Photo by Marcio Madeira

Anna Sui

By Laird Borrelli-Persson

Fresh off her CFDA Lifetime Achievement Award and a collaboration with Target, Anna Sui is steadfastly in center ring—and it was clear from her stellar circus-themed Spring fling that she's comfortable there. "I'm always about optimism and exuberance. It's what I feel about fashion," said the designer a few days before taking her show on the road.

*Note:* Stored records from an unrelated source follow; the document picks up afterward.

PR #7233, opened 2026-08-21
[modbus_client] Document the continuous option

exciton:
## Description

Documents the `continuous` option added to the Modbus Client actions in esphome/esphome#18542.

`continuous: true` turns a single request into a standing poll: the frame stays in the hub's queue and is sent again after each successful reply, with the action's reply handlers firing once per cycle.
The option is accepted by the four read actions and by `modbus_client.send`.

A new "Continuous Polling" section covers the parts that are not obvious from the option itself:

- There is no interval setting - the frame is re-queued as soon as its reply has been handled, paced by the hub's `send_wait_time` and `turnaround_time`.
- A poll ranks below every one-shot request, so it never delays an ordinary send.
- It stops on a Modbus exception, on a timeout with no retry granted, when the same action runs again with `continuous: false`, or when the queue is cleared for that device or address.
- Running an action with `continuous: true` while an identical one-shot from the same action is still in flight converts that request into a poll rather than queueing a second frame.
- Writes are guarded twice: a literal write PDU with `continuous: true` is rejected at config time, and anything that can only be decided at run time has the option stripped by the hub with a warning. `0x17` counts as mutating despite its read half, which is also why `read_write_multiple_registers` does not offer the option.

- esphome/esphome#18542

## Checklist

  or


esphbot (changes requested):
> [!WARNING]
> Important issues found.
>
> - "Clear the queue for the device" is paired with the address-scoped call
> - Run-time stripping rule contradicts the `continuous` config-var text

esphbot (approved):
> [!TIP]

esphbot (approved):
> [!TIP]

esphbot (approved):
> [!TIP]

bdraco (approved):

PR #7275, opened 2026-08-25
[hoermann_hcp] Document fragility of HCP2 bus

burmistrzak:
## Description

As described in the linked issue, the HCP2 bus is somewhat fragile and doesn't tolerate accessories suddenly disappearing. This includes but is not limited to ESPHome OTA updates or manual restarts.

There's also a health & safety aspect to this. Again, see the original issue for context. 😳

**Related issue (if applicable):** https://github.com/esphome/esphome/issues/18739

- N/A

## Checklist

  or

### DIFF
--- a/src/content/docs/components/cover/hoermann_hcp.mdx
+++ b/src/content/docs/components/cover/hoermann_hcp.mdx
@@ -28,12 +28,12 @@ The following Series 4 motors communicate over the HCP bus (Modbus RTU) and shou
 >
 > Disrupting Modbus connectivity for any reason may render the motor **temporarily inoperable**.
 >
-> If this happens, all controls will be unresponsive in this error state, including BiSecur hand remotes.
+> If this happens, the motor will be unresponsive to all controls in this error state, including BiSecur hand remotes.
 > Ensure you have emergency access to your garage at all times,
 > as this type of error can only be cleared by power-cycling the motor.
 
 > [!IMPORTANT]
-> Updating ESPHome via OTA **will** trigger the aforementioned motor error.
+> Restarting the ESPHome device (including OTA updates) **will** trigger the motor error described above.
 
 Communication with the motor happens over [Modbus](/components/modbus/) with the `role` set to
 `server`, which in turn requires a [UART bus](/components/uart/). The UART **must** be configured with
--- a/src/content/docs/components/cover/hoermann_hcp.mdx
+++ b/src/content/docs/components/cover/hoermann_hcp.mdx
@@ -23,6 +23,18 @@ The following Series 4 motors communicate over the HCP bus (Modbus RTU) and shou
 > This component implements the same protocol as the [HCPBridge](https://github.com/hkiam/HCPBridge)
 > project.
 
+> [!CAUTION]
+> HCP2 accessories are not hot-pluggable!
+>
+> Disrupting Modbus connectivity for any reason will render the motor **temporarily inoperable**.
+>
+> All controls will be unresponsive in this error state, including BiSecur hand remotes.
+> Ensure you have emergency access to your garage at all times,
+> as this type of error can only be cleared by power-cycling the motor.
+
+> [!IMPORTANT]
+> Updating ESPHome via OTA **will** trigger the aforementioned motor error.
+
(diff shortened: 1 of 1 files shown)


src/content/docs/components/cover/hoermann_hcp.mdx
```diff
@@ -23,6 +23,18 @@ The following Series 4 motors communicate over the HCP bus (Modbus RTU) and shou
...
 > project.
 
+> [!CAUTION]
+> HCP2 accessories are not hot-pluggable!
+>
+> Disrupting Modbus connectivity for any reason will render the motor **temporarily inoperable**.
+>
+> All controls will be unresponsive in this error state, including BiSecur hand remotes.
+> Ensure you have emergency access to your garage at all times,
+> as this type of error can only be cleared by power-cycling the motor.
```
bdraco:
```suggestion
> Disrupting Modbus connectivity for any reason may render the motor **temporarily inoperable**.
>
> If this happens, all controls will be unresponsive in this error state, including BiSecur hand remotes.
> Ensure you have emergency access to your garage at all times,
> as this type of error can only be cleared by power-cycling the motor.
```

Given we have reports both ways I think we shouldn't over state

burmistrzak: @bdraco I haven't seen any reports disagreeing with the original wording of the warning. Would you mind linking them?

On a technical level, it's extremely difficult to keep the HCP2 bus alive, particularly during ESP32 restarts. Due to the motor’s rapid polling of accessories, four consecutive missed check-ins are already sufficient to trigger the error state.
Timing is _extremely_ tight.
ESPHome would need to complete OTAU, initialize required components, start listening to Modbus, and respond with the correct HCP2 message.
All this would need to happen in less than ~230 ms.

esphbot: Hedging alone won't settle this. Better fix: state mechanism inline. Four consecutive missed polls trigger lockout, roughly 230 ms budget. No restart path meets that. Strong wording then reads as evidence, not overstatement — and survives future readers who'd soften it again.

esphbot: Timing detail belongs in page, not thread. Put four-missed-polls and ~230 ms budget into CAUTION block. Separate point: line 33 says only power-cycling clears error, while lines 125-126 tell users to repeat bus scan when something goes wrong. Two recovery procedures, one page. Worth reconciling.

esphbot (approved):
> [!TIP]

src/content/docs/components/cover/hoermann_hcp.mdx
zweckj: > On a technical level, it's extremely difficult to keep the HCP2 bus alive, particularly during ESP32 restarts. Due to the motor’s rapid polling of accessories, four consecutive missed check-ins are already sufficient to trigger the error state.
Timing is extremely tight.

Well this one is not generally true. I can freely restart, or even have a broken firmware on the ESP it won't block as long as the RS485 stays powered. I don't know your motor or the pre-built boards you are using. The general warning is fair though.

burmistrzak: > Well this one is not generally true. I can freely restart, or even have a broken firmware on the ESP it won't block as long as the RS485 stays powered. I don't know your motor or the pre-built boards you are using. The general warning is fair though.

@zweckj Again, HUGE _if_ true.
I'm personally unable to reproduce your results on my end. Been using [this board](https://shop.tynet.eu/rs485-bridge-diy-hoermann-mqtt-adapter-esp32-s3) from @Tysonpower.

Can you please share the exact details of **your** hardware setup (incl. motor model & date of manufacture)?

If we're still unable to reproduce with your _exact kit_, then motor revision might be to blame. If that's indeed the case, we'll have to properly document it.

bdraco: I'm not going to hold up a warning over this. I'm going to accept suggestions and merge. It can be adjusted later

bdraco (dismissed):

bdraco (approved):

esphbot (approved):
> [!TIP]

bdraco (approved):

The clothes were pure big-tent Anna Sui, with lots of references to the Pop sixties—the designer's Valhalla. Models wore Mary Quant's Sassoon cut, or were transformed into latter-day Jean Shrimptons with flowered head scarves and shifts printed with circus animals, paisley, or apples. There were also ringmaster's jackets, Liberty patterns recolored "à la Anna Sui," and lots more tomboyish looks than usual. Blame that on Rex Harrison: Sui had been watching the 1967 version of Dr. Doolittle, and it must have really struck a chord, because the tailored pieces—a flowered pantsuit on Ranya Mordanova, a voodoo-beaded denim shorts suit worn with a paillette-embroidered mesh dress—had a cool sixties-take-on-Victorian-menswear feel. (Vests never looked so good.)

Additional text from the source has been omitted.